* **PROBLEM**:
Could you copy each line of the listing that holds "enum"?

* **SOURCE DATA**:
——————————

PR #4835, opened 2026-01-02
Sort Python API class/enum/etc Members by Source, not Alphabetically

InsertCreativityHere:
When Sphinx generates the Python reference for a class, exception, enum, etc., it's members are sorted alphabetically.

——————————

* **EXERCISE SOLUTION**:
Sort Python API class/enum/etc Members by Source, not Alphabetically
When Sphinx generates the Python reference for a class, exception, enum, etc., it's members are sorted alphabetically.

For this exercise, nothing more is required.